[Stored data]
*** Block opens ***
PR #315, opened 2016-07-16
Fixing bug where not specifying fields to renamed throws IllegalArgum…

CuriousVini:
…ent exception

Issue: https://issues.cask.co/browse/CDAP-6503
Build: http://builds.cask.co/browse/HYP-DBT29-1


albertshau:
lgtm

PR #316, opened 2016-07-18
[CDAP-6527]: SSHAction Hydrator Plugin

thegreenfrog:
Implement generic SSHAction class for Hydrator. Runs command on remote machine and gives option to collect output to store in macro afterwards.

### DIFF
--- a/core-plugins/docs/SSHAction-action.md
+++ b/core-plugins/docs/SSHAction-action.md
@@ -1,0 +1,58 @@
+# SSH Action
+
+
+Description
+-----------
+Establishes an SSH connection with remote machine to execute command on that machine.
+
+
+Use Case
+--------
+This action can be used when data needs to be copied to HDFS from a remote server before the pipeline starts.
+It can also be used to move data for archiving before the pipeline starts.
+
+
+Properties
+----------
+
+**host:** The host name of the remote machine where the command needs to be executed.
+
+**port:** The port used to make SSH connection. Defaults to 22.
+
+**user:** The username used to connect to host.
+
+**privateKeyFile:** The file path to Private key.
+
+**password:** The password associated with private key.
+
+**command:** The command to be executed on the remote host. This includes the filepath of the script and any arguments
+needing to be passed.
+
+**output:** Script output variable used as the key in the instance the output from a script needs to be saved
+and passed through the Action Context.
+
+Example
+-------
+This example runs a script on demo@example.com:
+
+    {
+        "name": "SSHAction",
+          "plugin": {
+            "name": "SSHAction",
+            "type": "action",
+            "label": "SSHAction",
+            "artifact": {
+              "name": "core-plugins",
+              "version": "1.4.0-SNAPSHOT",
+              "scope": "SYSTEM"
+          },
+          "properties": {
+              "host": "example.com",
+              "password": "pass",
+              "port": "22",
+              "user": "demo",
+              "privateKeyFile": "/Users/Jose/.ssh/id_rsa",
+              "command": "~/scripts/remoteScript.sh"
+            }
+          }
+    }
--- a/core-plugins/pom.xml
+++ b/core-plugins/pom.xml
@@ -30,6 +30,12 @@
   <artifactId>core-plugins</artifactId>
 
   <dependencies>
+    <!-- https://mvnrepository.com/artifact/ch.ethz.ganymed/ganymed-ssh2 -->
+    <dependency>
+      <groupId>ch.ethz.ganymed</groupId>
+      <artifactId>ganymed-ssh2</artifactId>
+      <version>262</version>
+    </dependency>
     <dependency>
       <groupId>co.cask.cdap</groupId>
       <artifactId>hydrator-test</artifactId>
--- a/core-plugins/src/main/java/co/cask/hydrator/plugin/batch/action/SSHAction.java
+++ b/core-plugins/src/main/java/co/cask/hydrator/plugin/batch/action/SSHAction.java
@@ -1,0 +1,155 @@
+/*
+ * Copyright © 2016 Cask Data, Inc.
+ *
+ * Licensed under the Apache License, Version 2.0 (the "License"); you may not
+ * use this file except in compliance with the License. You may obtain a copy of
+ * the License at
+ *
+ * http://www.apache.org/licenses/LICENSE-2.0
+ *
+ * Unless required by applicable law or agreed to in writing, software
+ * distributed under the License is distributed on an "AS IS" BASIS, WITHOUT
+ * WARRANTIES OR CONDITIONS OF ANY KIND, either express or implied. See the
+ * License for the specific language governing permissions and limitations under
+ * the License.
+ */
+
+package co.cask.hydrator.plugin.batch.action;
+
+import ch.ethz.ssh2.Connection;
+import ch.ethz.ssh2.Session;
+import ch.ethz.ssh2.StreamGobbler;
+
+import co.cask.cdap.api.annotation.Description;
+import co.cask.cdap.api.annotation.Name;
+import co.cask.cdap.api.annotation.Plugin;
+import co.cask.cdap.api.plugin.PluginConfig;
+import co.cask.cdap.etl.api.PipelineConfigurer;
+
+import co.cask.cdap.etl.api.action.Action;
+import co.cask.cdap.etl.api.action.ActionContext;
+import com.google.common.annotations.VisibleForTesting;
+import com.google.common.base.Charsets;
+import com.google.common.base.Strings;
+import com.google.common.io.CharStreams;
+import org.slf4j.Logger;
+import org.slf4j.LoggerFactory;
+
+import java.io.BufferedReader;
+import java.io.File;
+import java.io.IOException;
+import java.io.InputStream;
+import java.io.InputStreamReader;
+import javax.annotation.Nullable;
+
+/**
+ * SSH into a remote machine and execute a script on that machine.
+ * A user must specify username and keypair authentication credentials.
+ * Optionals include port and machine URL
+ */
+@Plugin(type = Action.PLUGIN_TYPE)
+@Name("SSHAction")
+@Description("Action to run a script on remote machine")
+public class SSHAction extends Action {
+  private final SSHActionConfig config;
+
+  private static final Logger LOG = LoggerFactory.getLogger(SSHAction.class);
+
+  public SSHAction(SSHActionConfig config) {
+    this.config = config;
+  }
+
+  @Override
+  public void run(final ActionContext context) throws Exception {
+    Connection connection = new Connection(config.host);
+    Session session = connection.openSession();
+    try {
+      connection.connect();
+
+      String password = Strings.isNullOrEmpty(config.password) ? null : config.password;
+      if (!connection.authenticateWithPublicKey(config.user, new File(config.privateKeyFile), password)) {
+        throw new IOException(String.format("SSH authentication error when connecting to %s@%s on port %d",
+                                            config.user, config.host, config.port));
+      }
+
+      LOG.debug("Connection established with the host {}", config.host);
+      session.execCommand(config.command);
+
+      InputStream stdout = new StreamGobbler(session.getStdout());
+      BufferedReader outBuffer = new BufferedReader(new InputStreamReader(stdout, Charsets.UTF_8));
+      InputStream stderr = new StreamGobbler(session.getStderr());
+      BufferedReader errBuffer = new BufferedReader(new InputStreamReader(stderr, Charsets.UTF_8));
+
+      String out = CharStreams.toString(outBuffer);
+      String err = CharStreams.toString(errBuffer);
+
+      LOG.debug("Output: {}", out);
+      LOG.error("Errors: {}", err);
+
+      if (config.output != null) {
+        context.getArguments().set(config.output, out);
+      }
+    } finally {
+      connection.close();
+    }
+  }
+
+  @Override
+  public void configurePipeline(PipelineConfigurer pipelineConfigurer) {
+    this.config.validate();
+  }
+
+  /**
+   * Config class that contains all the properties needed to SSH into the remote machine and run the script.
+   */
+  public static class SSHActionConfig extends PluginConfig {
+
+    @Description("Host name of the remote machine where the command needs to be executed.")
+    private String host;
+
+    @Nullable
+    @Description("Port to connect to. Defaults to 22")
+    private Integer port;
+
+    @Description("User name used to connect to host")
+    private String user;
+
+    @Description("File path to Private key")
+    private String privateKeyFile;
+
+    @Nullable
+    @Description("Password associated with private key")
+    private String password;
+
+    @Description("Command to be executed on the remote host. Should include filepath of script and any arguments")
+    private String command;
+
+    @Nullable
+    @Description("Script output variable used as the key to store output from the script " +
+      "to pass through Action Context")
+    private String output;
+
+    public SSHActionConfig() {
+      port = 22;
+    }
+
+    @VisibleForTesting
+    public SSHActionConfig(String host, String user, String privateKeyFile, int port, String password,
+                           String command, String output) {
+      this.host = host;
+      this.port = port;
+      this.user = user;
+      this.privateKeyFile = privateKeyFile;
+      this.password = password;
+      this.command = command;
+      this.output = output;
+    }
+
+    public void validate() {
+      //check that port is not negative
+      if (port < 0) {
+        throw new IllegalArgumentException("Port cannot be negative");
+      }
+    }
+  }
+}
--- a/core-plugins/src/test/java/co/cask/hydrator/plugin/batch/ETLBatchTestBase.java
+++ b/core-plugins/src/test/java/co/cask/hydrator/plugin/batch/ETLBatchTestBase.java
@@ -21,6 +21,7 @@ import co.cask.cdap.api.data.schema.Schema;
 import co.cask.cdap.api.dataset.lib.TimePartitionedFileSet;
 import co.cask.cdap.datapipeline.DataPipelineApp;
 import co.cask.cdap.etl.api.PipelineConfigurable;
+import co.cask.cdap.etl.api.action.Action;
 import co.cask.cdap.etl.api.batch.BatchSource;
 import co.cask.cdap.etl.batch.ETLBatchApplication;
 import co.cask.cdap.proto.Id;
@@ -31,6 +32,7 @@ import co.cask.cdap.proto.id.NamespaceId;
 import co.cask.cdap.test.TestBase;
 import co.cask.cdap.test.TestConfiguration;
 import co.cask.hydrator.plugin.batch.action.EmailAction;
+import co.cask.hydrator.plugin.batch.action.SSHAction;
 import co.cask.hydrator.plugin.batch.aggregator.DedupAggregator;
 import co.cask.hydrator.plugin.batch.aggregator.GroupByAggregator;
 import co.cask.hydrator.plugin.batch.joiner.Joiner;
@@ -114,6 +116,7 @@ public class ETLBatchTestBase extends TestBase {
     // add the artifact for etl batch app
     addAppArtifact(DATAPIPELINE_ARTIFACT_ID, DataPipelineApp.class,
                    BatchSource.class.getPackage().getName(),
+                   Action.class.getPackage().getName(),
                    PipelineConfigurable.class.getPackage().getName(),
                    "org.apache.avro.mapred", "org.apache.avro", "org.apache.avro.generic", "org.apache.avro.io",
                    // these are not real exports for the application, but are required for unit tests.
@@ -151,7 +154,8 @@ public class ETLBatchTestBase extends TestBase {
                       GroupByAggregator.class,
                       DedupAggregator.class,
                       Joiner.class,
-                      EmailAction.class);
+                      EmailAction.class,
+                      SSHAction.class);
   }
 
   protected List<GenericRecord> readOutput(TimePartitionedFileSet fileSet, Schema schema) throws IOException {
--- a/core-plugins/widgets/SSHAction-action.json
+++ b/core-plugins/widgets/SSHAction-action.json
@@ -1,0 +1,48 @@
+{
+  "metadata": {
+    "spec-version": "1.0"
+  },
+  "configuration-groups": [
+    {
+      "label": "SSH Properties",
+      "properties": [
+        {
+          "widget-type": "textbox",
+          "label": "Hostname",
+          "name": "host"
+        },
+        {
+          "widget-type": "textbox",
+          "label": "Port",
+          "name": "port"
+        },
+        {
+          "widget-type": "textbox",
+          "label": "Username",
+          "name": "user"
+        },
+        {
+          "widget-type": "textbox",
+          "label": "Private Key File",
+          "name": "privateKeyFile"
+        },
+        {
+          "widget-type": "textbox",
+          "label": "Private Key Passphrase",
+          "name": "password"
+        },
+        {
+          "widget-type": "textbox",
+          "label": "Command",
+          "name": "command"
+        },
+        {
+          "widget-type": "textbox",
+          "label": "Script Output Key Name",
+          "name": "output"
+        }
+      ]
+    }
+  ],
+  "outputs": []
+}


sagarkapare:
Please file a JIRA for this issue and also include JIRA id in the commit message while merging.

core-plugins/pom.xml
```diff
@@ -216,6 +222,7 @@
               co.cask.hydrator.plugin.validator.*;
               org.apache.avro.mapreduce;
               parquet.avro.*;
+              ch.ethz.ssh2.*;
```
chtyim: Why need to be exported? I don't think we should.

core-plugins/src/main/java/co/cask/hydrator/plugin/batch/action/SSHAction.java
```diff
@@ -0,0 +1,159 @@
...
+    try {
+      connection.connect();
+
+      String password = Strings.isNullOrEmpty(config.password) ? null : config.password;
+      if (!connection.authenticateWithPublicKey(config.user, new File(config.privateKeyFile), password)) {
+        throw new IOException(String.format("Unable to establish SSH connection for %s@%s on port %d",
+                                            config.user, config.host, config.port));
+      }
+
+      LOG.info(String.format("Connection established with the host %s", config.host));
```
*** Block closes ***
*** Block opens ***
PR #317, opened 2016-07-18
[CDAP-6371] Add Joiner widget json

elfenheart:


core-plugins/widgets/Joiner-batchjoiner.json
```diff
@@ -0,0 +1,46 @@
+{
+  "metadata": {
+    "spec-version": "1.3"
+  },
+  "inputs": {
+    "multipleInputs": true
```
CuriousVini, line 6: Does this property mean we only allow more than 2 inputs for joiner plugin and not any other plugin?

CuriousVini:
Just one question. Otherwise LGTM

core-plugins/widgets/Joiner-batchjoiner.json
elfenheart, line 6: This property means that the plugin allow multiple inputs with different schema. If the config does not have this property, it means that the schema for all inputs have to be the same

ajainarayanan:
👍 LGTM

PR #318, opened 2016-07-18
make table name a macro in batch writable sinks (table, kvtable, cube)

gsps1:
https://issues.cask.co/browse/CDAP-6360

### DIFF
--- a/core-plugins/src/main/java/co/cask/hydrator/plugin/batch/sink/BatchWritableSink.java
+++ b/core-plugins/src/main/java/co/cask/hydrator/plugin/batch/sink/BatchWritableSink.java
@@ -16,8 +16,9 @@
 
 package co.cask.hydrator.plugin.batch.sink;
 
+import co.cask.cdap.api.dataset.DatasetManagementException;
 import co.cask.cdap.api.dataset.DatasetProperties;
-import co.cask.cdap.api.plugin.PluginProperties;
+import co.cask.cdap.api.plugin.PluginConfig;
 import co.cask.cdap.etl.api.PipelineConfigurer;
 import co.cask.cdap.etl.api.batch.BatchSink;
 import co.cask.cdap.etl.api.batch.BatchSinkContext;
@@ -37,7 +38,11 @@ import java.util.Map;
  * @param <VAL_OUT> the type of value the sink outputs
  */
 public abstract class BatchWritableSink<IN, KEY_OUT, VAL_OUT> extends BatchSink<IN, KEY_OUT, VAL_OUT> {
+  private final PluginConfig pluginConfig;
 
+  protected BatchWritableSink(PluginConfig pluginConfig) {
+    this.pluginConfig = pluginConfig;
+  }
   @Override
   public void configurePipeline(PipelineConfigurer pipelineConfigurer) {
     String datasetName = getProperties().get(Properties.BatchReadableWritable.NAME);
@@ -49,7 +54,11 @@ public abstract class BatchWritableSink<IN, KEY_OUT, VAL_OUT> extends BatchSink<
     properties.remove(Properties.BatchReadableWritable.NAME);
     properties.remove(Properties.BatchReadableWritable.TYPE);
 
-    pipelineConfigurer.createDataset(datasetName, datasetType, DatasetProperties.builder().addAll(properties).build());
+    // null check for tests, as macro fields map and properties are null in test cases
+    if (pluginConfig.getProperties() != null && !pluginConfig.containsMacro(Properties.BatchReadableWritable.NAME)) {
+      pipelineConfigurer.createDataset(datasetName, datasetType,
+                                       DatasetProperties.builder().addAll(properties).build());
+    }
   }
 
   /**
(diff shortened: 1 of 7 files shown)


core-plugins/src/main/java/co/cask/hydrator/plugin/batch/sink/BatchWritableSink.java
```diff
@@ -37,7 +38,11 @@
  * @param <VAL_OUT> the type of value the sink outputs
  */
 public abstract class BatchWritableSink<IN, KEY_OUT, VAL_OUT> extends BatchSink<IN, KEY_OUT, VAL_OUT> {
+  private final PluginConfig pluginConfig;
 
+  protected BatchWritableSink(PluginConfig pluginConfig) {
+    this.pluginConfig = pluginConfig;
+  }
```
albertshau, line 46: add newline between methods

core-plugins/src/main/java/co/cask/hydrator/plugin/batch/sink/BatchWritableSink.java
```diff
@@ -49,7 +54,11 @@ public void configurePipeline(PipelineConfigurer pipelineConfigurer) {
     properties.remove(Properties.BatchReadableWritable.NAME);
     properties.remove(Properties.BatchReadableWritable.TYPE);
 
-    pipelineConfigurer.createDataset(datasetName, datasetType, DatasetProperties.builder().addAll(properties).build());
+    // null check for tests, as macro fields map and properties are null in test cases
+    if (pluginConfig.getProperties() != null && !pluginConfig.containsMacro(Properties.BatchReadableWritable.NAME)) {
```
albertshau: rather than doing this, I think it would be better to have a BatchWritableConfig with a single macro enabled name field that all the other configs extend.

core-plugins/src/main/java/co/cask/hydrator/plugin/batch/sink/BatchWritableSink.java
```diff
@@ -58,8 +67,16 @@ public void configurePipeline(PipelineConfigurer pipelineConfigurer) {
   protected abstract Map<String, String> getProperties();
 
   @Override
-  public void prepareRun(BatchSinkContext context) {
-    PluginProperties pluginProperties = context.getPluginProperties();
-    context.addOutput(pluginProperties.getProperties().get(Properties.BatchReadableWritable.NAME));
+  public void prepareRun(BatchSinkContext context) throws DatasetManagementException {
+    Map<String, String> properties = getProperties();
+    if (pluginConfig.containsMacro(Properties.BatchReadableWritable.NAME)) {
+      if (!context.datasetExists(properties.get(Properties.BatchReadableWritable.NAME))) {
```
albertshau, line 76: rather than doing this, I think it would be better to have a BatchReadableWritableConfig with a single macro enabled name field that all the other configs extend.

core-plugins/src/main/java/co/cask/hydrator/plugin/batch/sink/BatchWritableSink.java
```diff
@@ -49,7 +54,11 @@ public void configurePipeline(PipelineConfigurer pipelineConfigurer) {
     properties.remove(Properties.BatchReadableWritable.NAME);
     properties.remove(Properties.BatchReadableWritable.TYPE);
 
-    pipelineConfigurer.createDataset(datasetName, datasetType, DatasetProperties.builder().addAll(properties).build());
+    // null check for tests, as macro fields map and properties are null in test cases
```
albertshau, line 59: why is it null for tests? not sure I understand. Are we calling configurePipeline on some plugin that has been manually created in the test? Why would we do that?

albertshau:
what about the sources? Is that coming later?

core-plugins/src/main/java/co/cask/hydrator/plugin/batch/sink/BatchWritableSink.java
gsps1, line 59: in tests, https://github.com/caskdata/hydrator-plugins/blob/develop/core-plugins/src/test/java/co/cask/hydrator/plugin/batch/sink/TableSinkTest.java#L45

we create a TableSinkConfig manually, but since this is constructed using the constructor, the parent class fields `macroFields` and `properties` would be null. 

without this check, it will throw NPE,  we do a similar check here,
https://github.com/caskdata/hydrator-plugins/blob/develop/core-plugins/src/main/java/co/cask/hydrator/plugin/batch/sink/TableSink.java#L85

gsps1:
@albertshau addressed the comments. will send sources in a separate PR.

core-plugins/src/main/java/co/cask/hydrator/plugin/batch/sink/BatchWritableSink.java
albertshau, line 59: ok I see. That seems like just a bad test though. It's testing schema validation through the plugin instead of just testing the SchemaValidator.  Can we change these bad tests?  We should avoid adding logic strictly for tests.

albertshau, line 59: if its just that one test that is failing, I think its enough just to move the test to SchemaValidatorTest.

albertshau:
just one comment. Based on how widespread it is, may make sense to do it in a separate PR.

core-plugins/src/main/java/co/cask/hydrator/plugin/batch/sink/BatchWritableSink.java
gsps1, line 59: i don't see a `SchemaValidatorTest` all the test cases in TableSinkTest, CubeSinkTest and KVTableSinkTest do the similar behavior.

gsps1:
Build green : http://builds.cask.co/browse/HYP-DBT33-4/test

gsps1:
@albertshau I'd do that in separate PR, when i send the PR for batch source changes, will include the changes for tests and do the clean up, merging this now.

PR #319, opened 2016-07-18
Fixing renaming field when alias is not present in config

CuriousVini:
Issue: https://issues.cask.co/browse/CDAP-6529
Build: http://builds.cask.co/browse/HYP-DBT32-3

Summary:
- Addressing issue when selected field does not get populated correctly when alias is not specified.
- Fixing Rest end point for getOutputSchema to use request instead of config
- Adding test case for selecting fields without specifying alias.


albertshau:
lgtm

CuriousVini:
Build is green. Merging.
*** Block closes ***
**Task details**
From the preceding records, count the lines where "getName" occurs and reply with the number only.

**Answer space**
3